Can A 30-Day Separation Save Your Relationship?

March 15, 2016  |  



Absence makes the heart grow fonder—or it can cause it wander—depending on who that heart belongs to.

Over the weekend, I decided that I needed a break from my weekly Saturday true crime show binge-watching marathon, and settled on an old episode of MTV’s “True Life.” This particular episode was called “Save My Teen Marriage.” The story followed two twenty-something couples who married as teens and were reevaluating their unions. Both couples were married for five years. Couple A (Kyle and Amanda) seemed to have issues with clinginess on Amanda’s behalf and a lack of consideration on Kyle’s behalf. Couple B (James and Rasheda) faced infidelity issues. Rasheda caught James having an affair and since then, she has been doing her own thing. In one last ditch effort to save their marriages, the couples sought marriage counseling and began a 30-day separation period during which they were each given hall passes to sleep with other people if they chose to.

(Editors Note: spoiler ahead.)

The young woman in the marriage that was plagued with infidelity utilized her hall pass. Her husband, James, attempted to do the same; however, things didn’t quite pan out for him. From what the cameras captured, Couple A opted not to use their hall passes. In the end, Couple A realized what they were doing wrong in their marriage and chose to stay together. However, Couple B broke up after Rasheda decided that she wanted out of the marriage despite James’ vow to change his ways.

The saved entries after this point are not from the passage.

PR #104, opened 2023-11-02
chore(RHTAPWATCH-504\505): {uid, ws}-map-maker fail on connection errors

Omeramsc:
# Description

The uid-map-maker and ws-map-maker script ignored cases where
there was a connection failure. this change
aim to catch those failures and report them
for better visibility of the error.

[RHTAPWATCH-504](https://issues.redhat.com/browse/RHTAPWATCH-504)
[RHTAPWATCH-505](https://issues.redhat.com/browse/RHTAPWATCH-505)

## Type of change

# How Has This Been Tested?

Not fully tested yet.

# Checklist:

### DIFF
--- a/scripts/uid-map-maker-job.sh
+++ b/scripts/uid-map-maker-job.sh
@@ -11,6 +11,7 @@
 #
 set -o pipefail -o errexit -o nounset -o xtrace
 
-oc create configmap --dry-run=client -o yaml uid-map \
-  --from-file=uid-map.json=<(KUBECONFIG="$KUBECONFIG_SRC" get-uid-map.sh) \
-| oc apply -f -
+if ! oc create configmap --dry-run=client -o yaml uid-map \
+  --from-file=uid-map.json=<(KUBECONFIG="$KUBECONFIG_SRC" get-uid-map.sh) | oc apply -f -; then
+  echo "Error: Encountered an issue while applying the ConfigMap."
+fi
--- a/scripts/ws-map-maker-job.sh
+++ b/scripts/ws-map-maker-job.sh
@@ -11,6 +11,7 @@
 #
 set -o pipefail -o errexit -o nounset -o xtrace
 
-oc create configmap --dry-run=client -o yaml ws-map \
-  --from-file=ws-map.json=<(KUBECONFIG="$KUBECONFIG_SRC" get-workspace-map.sh) \
-| oc apply -f -
+if ! oc create configmap --dry-run=client -o yaml ws-map \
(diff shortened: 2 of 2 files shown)


scripts/uid-map-maker-job.sh
```diff
@@ -11,6 +11,8 @@
 #
 set -o pipefail -o errexit -o nounset -o xtrace
 
-oc create configmap --dry-run=client -o yaml uid-map \
-  --from-file=uid-map.json=<(KUBECONFIG="$KUBECONFIG_SRC" get-uid-map.sh) \
-| oc apply -f -
+if ! oc create configmap --dry-run=client -o yaml uid-map \
+  --from-file=uid-map.json=<(KUBECONFIG="$KUBECONFIG_SRC" get-uid-map.sh) | oc apply -f -; then
+  echo "Error: Encountered an issue while connecting to the cluster. ConfigMap was not created."
```
yftacherzog, line 16: Is the error being ignored at the moment only for connectivity issues? Suppose that `oc apply` fails for some other reason (e.g. the cluster rejects the configs), would the script fail on that without the current change?

I think it might be better to have the error message state that it failed applying the configmap, rather than suggesting the reason.

ifireball: @Omeramsc the underlying assumption of the code you rote seems to be we get a non-zero exit code from the entire pipeline on a connectivity issue. If that is the case then the `set -o errexit` already takes care of exiting the script and the code you wrote is completely redundant.

Did you ensure `oc` actually exits with a non-zero value on cluster connectivity issues?

ifireball (changes requested):

scripts/uid-map-maker-job.sh
Omeramsc: @ifireball the "exit 1" indeed seems redundant. `oc` does exits with a non-zero on connectivity issues, therefore`set -o errexit` exit the script as well (opposed to what is described in the mentioned tickets); This change allows us to add an error message of our own, clarifying the failure, isn't that what we aimed for? (`this makes it harder to see when there is such an issue occurring`)

ifireball: Are you sure `oc` is not already printing a message that is good enough to stderr?

My aim was to make sure the script exits on cluster connectivity issues. If we are sure this already happens reliably on all kind of issues then we don't need to make any changes.

But are we really sure about that? What happens when our service account token expires for example?

ifireball: if `-o pipefail` and `-o errexit`are not doing the trick, adding an `if` around the command will probably not do it either.

Omeramsc:
Closing as the script does exit when a connection error occur as  the code is written now. it also outputs the error.

PR #117, opened 2023-11-16
Add job for checking the Go Toolset image

ifireball:
Add a job that ensure we use the same Go Toolset image when building our production image and when running tests in CI.

### DIFF
--- a/chore-scripts/check-same-go-toolset.sh
+++ b/chore-scripts/check-same-go-toolset.sh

I don’t know how I feel about separating once vows have been exchanged, but I suppose I can see how a break can help a couple to realize whether they truly want to be together. In my own life, I can recall a particular break-up-to-make-up that actually changed a relationship that I was in for the better. Although we split believing that we were breaking up for good, when we did reunite shortly after the split, we realized that the time that we spent apart changed the both of us for the better. All of those silly fights we used to have over and over ceased and it really felt like a brand new relationship. However, I have also been in a break-up-to-make-up situation where making up only caused me to realize that I really didn’t want to be with that person. The break-up was extremely painful at first, but similar to both women in this episode, as time went on, I really began to enjoy being single. When my ex finally came back around and decided he wanted to try again, I agreed, but I immediately realized that I didn’t want to be in that relationship anymore. I let it drag on for three or four miserable months before I finally worked up the courage to end it.

Perhaps what it all comes down how committed the couple is to the relationship and whether or not the relationship was damaged beyond repair before the separation.

Do you believe in temporary separations in relationships?